我正在使用以下代码导入一堆 .png 图像并使用 TensorFlow 对其进行解码:
from __future__ import absolute_import, division, print_function
import tensorflow as tf
import numpy as np
import os
tf.enable_eager_execution()
NUM_TRAINING_SAMPLES = 333
NUM_CLASSES = 3
BATCH_SIZE = 5
NUM_EPOCHS = 6
INPUT_SIZE = (256, 256, 3)
random_indices = np.random.choice(range(13000), NUM_TRAINING_SAMPLES)

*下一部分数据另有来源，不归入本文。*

PR #232, opened 2022-07-18
Create "Astro.url" & Deprecate "Astro.canonicalURL"

FredKSchott:
- Start Date: 2022-07-18
- Status: Draft
- Implementation PR: https://github.com/withastro/astro/pull/3959

## Summary

Create a general-purpose `Astro.url` helper. Deprecate `Astro.canonicalURL` to use `Astro.url` instead.

```js
// Before:
const currentPathname = new URL(Astro.request.url).pathname;
const canonicalURL = Astro.canonicalURL;

// After:
const currentPathname = Astro.url.pathname;
const canonicalURL = new URL(Astro.url.pathname, Astro.site);
```

## Links

- [Full Rendered Proposal](https://github.com/withastro/rfcs/blob/FredKSchott-patch-2/proposals/0000-astro-url-helper.md)


proposals/0000-astro-url-helper.md
```diff
@@ -0,0 +1,118 @@
...
+
+- How does Astro know if multiple pages should have a single canonical URL?
+- In SSR mode, is every request caught by `[...foo].astro` canonically unique?
+
+In addition, there was confusion over the canonical domain used:
+
+- If `Astro.site` is set, what domain does `Astro.canonicalURL` use?
+- If `Astro.site` is not set, what domain does `Astro.canonicalURL` use?
+
+The result is that we have introduced the possibility that in some cases Astro is "lying" to the user about a URL being canonical when it may not be. This is most common when in SSR (where we don't know the built URLs ahead of time) and when Astro.site is not set (where we use the current origin instead of known production origin).
```
matthewp, line 52: I think the SSR point needs a bit more clarification for what you mean. I *think* what you are saying is that you, as a developer can "vouch" for the correctness of a canonical URL in SSG mode because you can see the result before it's merged into production. But I had to think about the sentence a lot to guess at the meaning (if that's even correct)

proposals/0000-astro-url-helper.md
```diff
@@ -0,0 +1,118 @@
+- Start Date: 2022-07-18
+- Reference Issues: N/A
+- Implementation PR: https://github.com/withastro/astro/pull/3959
+
+# Summary
+
+Create a general-purpose `Astro.url` helper. Deprecate `Astro.canonicalURL` to use `Astro.url` instead.
```
matthewp, line 7: This is an overall comment on the RFC, I think the framing as this is a replacement/renaming makes it seem like they are close to the same feature, but they aren't really. 

I think it's more accurate to say that you're adding a new feature, `Astro.url`, is has more general usage in more scenarios and removing Astro.canonicalURL, that has 1 specific use-case.

It's now slightly harder to produce a canonicalURL but it's easier to get the current pathname, etc, things you need more often. I think the examples illustrating this are good.

FredKSchott: Yup, let me see if I can hit this point better. I like the way you've phrased it in this comment.

FredKSchott: added this to the Drawback section and reframed the Motivation section to better frame the RFC as you did.

proposals/0000-astro-url-helper.md
FredKSchott: Good catch, I rewrote this section.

directory = "/home/local/CYCLOMEDIA001/ebos/Downloads/SYNTHIA_RAND_CVPR16"
directory_images = "/home/Downloads/SYNTHIA_RAND_CVPR16/RGB"
directory_labels = "/home/Downloads/SYNTHIA_RAND_CVPR16/GT"
train_images = np.array(os.listdir(directory_images))
train_labels = np.array(os.listdir(directory_images))
train_images = train_images[random_indices]
train_labels = train_labels[random_indices]
train_images = [tf.read_file(os.path.join(directory_images, img)) for img in train_images]
train_labels = [tf.read_file(os.path.join(directory_labels, img)) for img in train_labels]
train_images = [tf.io.decode_image(img, channels=3) for img in train_images]
train_labels = [tf.io.decode_image(img, channels=3) for img in train_labels]
train_images = tf.image.resize_images(train_images, INPUT_SIZE[:2])
train_labels = tf.image.resize_images(train_labels, INPUT_SIZE[:2])
train_dataset = tf.data.Dataset.from_tensor_slices((train_images, train_labels))
train_dataset = train_dataset.batch(3)
print(train_dataset.output_types)
这将返回:
(tf.float32, tf.float32)
但是,根据文档,它应该返回一个 uint8 或 uint16 的张量。为什么以及在哪里进行转换?
我用打印语句检查了所有中间步骤,这并没有告诉我太多,因为大多数中间列表都属于“tensorflow.python.framework.ops.EagerTensor”类。